The script and the plotline certainly deliver on the fuzzy feel-good factor. Think of your typical group of Scottish workers in a typical heart-warming tale – bashful, slightly rough and bantering but with those hearts of gold. There are some lines of comedy here that, although not hilarious, elicit a quiet chuckle from the audience with gentle jokes, even if they do have a reliance on a slightly childish sense of humour. When Elvis comes to town they are predictably and touchingly, if slightly exasperatingly, star struck. It is here that the plot starts to become so sickly-sweet as to be slightly over the top; Elvis breaking down about his childhood is original and moving, his breakdown about the downfalls of fame less so. Elvis reacting badly to being photographed gives the play a touch of tension, yet, predictably, the boys manage to teach him to trust people and be the bigger person. Angus, the shy lad, gets his girl, Marie, and everything comes up roses.

Although it is essentially a simple case of 'happily ever after', the performance does d give it an elegant and moving twist at the end, lifting it a cut above the usual.
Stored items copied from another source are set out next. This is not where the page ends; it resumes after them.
PR #2189, opened 2017-03-19
Fix #1495 - Remove repeated items in p:autocomplete result search

### LINKED ISSUE #1495: Add unique attribute to p:autocomplete
When an item is already selected in p:autocomplete, it would be very good if the result query search remove/omit these values

image

the idea is not to have repeated values

image

Rapster:


tandraschko:
As its a new feature, i will merge it after the release.

tandraschko:
Would you please not change the newline on "else"? We actually do a newline before "else".

Rapster:
Don't know what happened...

PR #4871, opened 2019-06-07
Fix #4870: Remove value attribute

### LINKED ISSUE #4870: Paginator: RowsPerPageDropdownRenderer adds invalid value attribute
## 1) Environment
- Application server + version: **all**
- Affected browsers: **all**

## 2) Expected behavior
PrimeFaces creates beautiful and correct HTML code

## 3) Actual behavior
RowsPerPageDropdownRenderer adds the value attribute to the `<select>` which triggers a validation error. (https://html.spec.whatwg.org/multipage/form-elements.html#the-select-element)

***
PR will be added soon

Rawi01:


tandraschko:
not sure if this change is correct for all cases.

Rawi01:
Can you explain why you think that there is a usecase for this one?

tandraschko:
it think thats the current value for rowsPerPage, where is the usecase without the current selection value?

Rawi01:
The `value` attribute is not allowed for a `<select>` (https://validator.w3.org/nu/?doc=https%3A%2F%2Fwww.primefaces.org%2Fshowcase%2Fui%2Fdata%2Fdatatable%2Fpaginator.xhtml)

Yes, it is obviously the current value but it does not fulfill any purpose over there. The currently selected option gets selected later:
https://github.com/primefaces/primefaces/blob/37530a1630edcb8ae32adffb5d4b70497cf4a403/src/main/java/org/primefaces/component/paginator/RowsPerPageDropdownRenderer.java#L101-L103

melloware:
i wonder if we should use a "data" attribute instead of "value".

Rawi01:
Sure, you could move the value to a data attribute if you prefer that. In almost every case you can simply query the value of the select (`$(rpp).val()`) if you need it for some reason.

If you decide to do that you should also change the name to something that describes that value properly e.g. `data-initalRowsPerPage`. The only case I can imagine where this might be usefull is some kind of client side reset button that resets this value but that could be solved on server side way easier.

tandraschko:
can someone other verify if still everything works as expected?

PR #4879, opened 2019-06-11
SonarQube - Optimizing String indexOf() and lastIndexOf() for single char

dvmarcilio:
These methods calls can be more performant when called with a `char` argument instead of a single letter `String`.

Examples: Replacing `String.indexOf("[")` with `String.indexOf(']')`, and `String.lastIndexOf("_")` with `String.lastIndexOf('_')`.

This fixes SonarQube violations of the rule: [String function use should be optimized for single characters](https://rules.sonarsource.com/java/RSPEC-3027)


tandraschko:
Thanks for the PR!
It would be great if you could create a issue for each PR, we use this as tracking

melloware (approved):
Thanks for the PR this is a good change.

dvmarcilio:
Created #4881 for this specific PR.

PR #4880, opened 2019-06-11
SonarQube - Using StringBuilder for concatenating String in for loops

dvmarcilio:
This pull request fixes violations of the SonarQube rule [Strings should not be concatenated using '+' in a loop](https://rules.sonarsource.com/java/RSPEC-1643) that says:

> Strings are immutable objects, so concatenation doesn't simply add the new String to the end of the existing string. Instead, in each loop iteration, the first String is converted to an intermediate object type, the second string is appended, and then the intermediate object is converted back to a String. Further, performance of these intermediate operations degrades as the String gets longer. Therefore, the use of StringBuilder is preferred.

### DIFF
--- a/src/main/java/org/primefaces/expression/impl/RowExpressionResolver.java
+++ b/src/main/java/org/primefaces/expression/impl/RowExpressionResolver.java
@@ -55,9 +55,9 @@ public class RowExpressionResolver implements SearchExpressionResolver, ClientId
 
         int row = validate(context, source, last, expression);
         UIData data = (UIData) last;
-        char seperatorChar = UINamingContainer.getSeparatorChar(context);
+        char separatorChar = UINamingContainer.getSeparatorChar(context);
 
-        String clientIds = "";
+        StringBuilder clientIds = new StringBuilder();
 
         for (UIComponent column : data.getChildren()) {
             // handle dynamic columns
@@ -69,11 +69,18 @@ public class RowExpressionResolver implements SearchExpressionResolver, ClientId
                     for (UIComponent comp : column.getChildren()) {
 
                         if (clientIds.length() > 0) {
-                            clientIds += " ";
+                            clientIds.append(" ");
                         }
 
-                        clientIds += data.getClientId(context) + seperatorChar + row + seperatorChar
-                                + dynamicColumn.getId() + seperatorChar + i + seperatorChar + comp.getId();
+                        clientIds.append(data.getClientId(context));
+                        clientIds.append(separatorChar);
+                        clientIds.append(row);
+                        clientIds.append(separatorChar);
+                        clientIds.append(dynamicColumn.getId());
+                        clientIds.append(separatorChar);
+                        clientIds.append(i);
+                        clientIds.append(separatorChar);
+                        clientIds.append(comp.getId());
                     }
                 }
             }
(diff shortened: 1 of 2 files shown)


tandraschko:
AFAIK the JVM optimizes it itself to a StringBuilder?

src/main/java/org/primefaces/expression/impl/RowExpressionResolver.java
```diff
@@ -57,7 +57,7 @@ public String resolveClientIds(FacesContext context, UIComponent source, UICompo
         UIData data = (UIData) last;
         char seperatorChar = UINamingContainer.getSeparatorChar(context);
 
-        String clientIds = "";
+        StringBuilder clientIds = new StringBuilder("");
```
melloware, line 61: Use Constants.EMPTY_STRING instead of "".

src/main/java/org/primefaces/util/CalendarUtils.java
```diff
@@ -138,19 +138,19 @@ public static final String getTimeOnlyValueAsString(FacesContext context, UICale
 
     public static final String getValueAsString(FacesContext context, UICalendar calendar, Object value, String pattern) {
         if (value instanceof List) {
-            String valuesAsString = "";
+            StringBuilder valuesAsString = new StringBuilder("");
```
melloware: Use Constants.EMPTY_STRING instead of "".

melloware (changes requested):

dvmarcilio:
> AFAIK the JVM optimizes it itself to a StringBuilder?

I thought so too. SonarQube still reports it.

melloware:
Don't forget to create and issue and see my code review comments.

tandraschko:
I would leave it as it is

cnsgithub:
> AFAIK the JVM optimizes it itself to a StringBuilder?

Not the JVM but the compiler. :wink: 

However, I am not sure if it just considers simple cases or even string concatenations within loops and other more complex stuff, see https://dzone.com/articles/string-concatenation-performacne-improvement-in-ja.

To be sure, you could write a small program, compile it with different compilers and take a look at the bytecode.

Anyways, I think it's good practice to explicitly use `StringBuilder`.

cnsgithub (approved):

src/main/java/org/primefaces/expression/impl/RowExpressionResolver.java
```diff
@@ -69,27 +70,27 @@ public String resolveClientIds(FacesContext context, UIComponent source, UICompo
                     for (UIComponent comp : column.getChildren()) {
 
                         if (clientIds.length() > 0) {
-                            clientIds += " ";
+                            clientIds.append(" ");
                         }
 
-                        clientIds += data.getClientId(context) + seperatorChar + row + seperatorChar
-                                + dynamicColumn.getId() + seperatorChar + i + seperatorChar + comp.getId();
+                        clientIds.append(data.getClientId(context) + seperatorChar + row + seperatorChar
```
cnsgithub: @dvmarcilio From a compiler perspective it should be okay to mix up `append` and `+` operators, since the latter will most probably get replaced automatically. However, in my opinion I wouldn't mix them anyway.

dvmarcilio: What is the best way in your opinion? one `append()` for each `String`, in the same line? multiple lines?

cnsgithub: Yes, I'd use one `append` per `String`. Regarding the lines: checkstyle will tell you its preference. :stuck_out_tongue_winking_eye:

src/main/java/org/primefaces/util/CalendarUtils.java
Rapster: IMO, you should keep it simple: `StringBuilder valuesAsString = new StringBuilder();` In both case, initial capacity is the same

dvmarcilio:
Addressed @Rapster comments to keep it simple: `StringBuilder valuesAsString = new StringBuilder();` instead of `StringBuilder valuesAsString = new StringBuilder(Constants.EMPTY_STRING);`

Issue #4888, opened 2019-06-11
LinkButton renders style attribute twice causing layout issues


jepsar:
I just ran into this page at the showcase (7.1-SNAPSHOT):

https://www.primefaces.org/showcase/ui/button/linkButton.xhtml

The styling does not seem to be right to me (result is more or less the same for all the free themes):

![Screenshot from 2019-06-11 14-28-38](https://user-images.githubusercontent.com/7500178/59272030-59e80f00-8c55-11e9-996b-301d32c80e2a.png)

The image was taken with Chrome. Firefox also looks wrong (there is a slight difference between it and Chrome).

tandraschko:
a PR would be great

jepsar:
@tandraschko I haven't looked into it yet. I'll have a look tonight.

jepsar:
It is caused by https://github.com/primefaces/primefaces/blob/4551eaa37ca975430bc08b8f7927cf7458165ec9/src/main/java/org/primefaces/component/linkbutton/LinkButtonRenderer.java#L77

This will render the style attribute again (should only be rendered in the outer span).

https://github.com/primefaces/primefaces/blob/36a455f9a0ff32cc77e6a746f7c8b6f3486272c7/src/main/java/org/primefaces/util/HTML.java#L81

In the showcase it will cause an extra 20px right margin in the `a` tag, which causes the styling issue.

PR #4889, opened 2019-06-11
LinkButton renders style attribute twice causing layout issues

jepsar:
This will partly deal with issue #4888 

I've found that there's also an issue with the theme CSS, caused by:

```
body .ui-button.ui-button-icon-only {
  overflow: hidden;
}
```


melloware (approved):

tandraschko:
What about Claas/Styleclass? Will it be rendered only once?

jepsar:
Yes, styleClass was and will be rendered once. It used to be like this (see comment):

https://github.com/primefaces/primefaces/blob/36a455f9a0ff32cc77e6a746f7c8b6f3486272c7/src/main/java/org/primefaces/util/HTML.java#L69-L85

jepsar:
I'll create a new issue to fix the issue with the themes. Those new free themes are not on GitHub, right? I'll just create it here, okay?

PR #4890, opened 2019-06-12
Fix #4882: ColumnToggler duplicate id's.

### LINKED ISSUE #4882: ColumnToggler: Duplicate id
ColumnToggler produces duplicate identifiers. Verified with the current showcase. 

Generated output contains an empty DIV element, e. g.:
`<div id="cars:j_idt703"></div>`
And a div element containing the links:
`<div id="cars:j_idt703" role="dialog" class="ui-columntoggler ui-widget ui-widget-content ui-shadow ui-corner-all" style="z-index: 1004; width: 101.719px; display: none; top: 554.984px; left: 2391.89px;"><a href="#" class="ui-columntoggler-close" aria-label="Close"></div>`

In my opinion the root cause is https://github.com/primefaces/primefaces/blob/dc0a8c69979e2f2aa0e8a334272b2b4485ffa44a/src/main/resources/META-INF/resources/primefaces/columntoggler/columntoggler.js#L46

This script just appends DIV elements instead of operating on DIV created in the ColumnTogglerRenderer

melloware:
The DIV was already created in the Renderer so instead of creating a new one simply find the existing one.

### DIFF
--- a/src/main/resources/META-INF/resources/primefaces/columntoggler/columntoggler.js
+++ b/src/main/resources/META-INF/resources/primefaces/columntoggler/columntoggler.js
@@ -43,7 +43,7 @@ PrimeFaces.widget.ColumnToggler = PrimeFaces.widget.DeferredWidget.extend({
 
     render: function() {
         this.columns = this.thead.find('> tr > th:not(.ui-static-column)');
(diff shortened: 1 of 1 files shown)


melloware:
tested using the showcase and verified there is no duplicate ID and everything is still working properly.

PR #4906, opened 2019-06-18
Fix #4329 - Refactor PrimeFaces#clearTableState

### LINKED ISSUE #4329: Refactor PrimeFaces#clearTableState
Quoting myself on Gitter:

> I've been using multiviewstate feature on DataTable lately, and I kinda don't like the signature of this method: PrimeFaces#clearTableState. First, name of the parameter is "clientId" which makes me suppose that it expects the clientid of a datatable, but it's wrong. The key set on a table state is actually the combination of a viewId and a clientId (e.g pages/record/search/recordListSearchResult.xhtml_table_form:results:table). And this combination is not a simple concatenation, see DataTable#getTableState
> 
> ```java
>         String viewId = fc.getViewRoot().getViewId().replaceFirst("^/*", "");
>         String stateKey = viewId + "_" + this.getClientId(fc);
> ```
> 
> I would change the signature by clearTableState(String viewId, String clientId), and the impl would do the fiddling. Today I have to make it by myself which is not good thing

@tandraschko coulld we do this on 6.3?

Rapster:


src/main/java/org/primefaces/PrimeFaces.java
```diff
@@ -176,39 +179,51 @@ public void resetInputs(String... expressions) {
...
+     *
+     * @deprecated Use {@link MultiViewState#clearMultiViewState(String, String)} instead
      */
+    @Deprecated
     public void clearDataListState(String key) {
-        Map<String, Object> sessionMap = getFacesContext().getExternalContext().getSessionMap();
-        Map<String, TableState> dtState = (Map) sessionMap.get(Constants.DATALIST_STATE);
-        if (dtState != null) {
-            dtState.remove(key);
+        Pattern p = Pattern.compile("(.*\\.(?:xhtml|jsf|jsp))_(.*)");
```
melloware, line 219: I like to move Patterns to private static final constant so that way the pattern is compiled only once which is the expensive part.

src/main/java/org/primefaces/PrimeFaces.java
```diff
@@ -359,4 +383,112 @@ public void update(String... expressions) {
...
+            Set<String> states = multiViewStates.keySet().stream()
+                    .filter(s -> s.startsWith(stateKey))
+                    .collect(Collectors.toSet());
+            if (!states.isEmpty()) {
+                multiViewStates.keySet().removeAll(states);
+
+                if (clientIdConsumer != null) {
+                    states.stream()
+                            .map(s -> s.replace(stateKey + SEPARATOR, ""))
+                            .forEach(clientIdConsumer);
```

A very sweet and genuine epilogue at the end manages to bring a previously sugary and slightly bland show into emotional territory. The character of Marie performs a simple and touching monologue, in which she explains the ending of the characters and reminisces over the visit of Elvis. Nostalgia is given out in heavy doses and although it is bordering on nauseating it never reaches that suffocating stage, mainly because of the simplicity of the script and the pure acting of the actress. The acting on the whole is very competent. All of the workers are portrayed touchingly and sympathetically, as was Elvis, and jokes are delivered with impeccable timing.

It is, all in all, a decent show. Its saccharine rosy glow is obviously artificial, with all of the classical all-boys-together banter, the 'happily ever after' ending, and the moralising conclusion. This said, is that so bad? Its feel-goo factor may not be original, but that does not make it any less real, or enjoyable.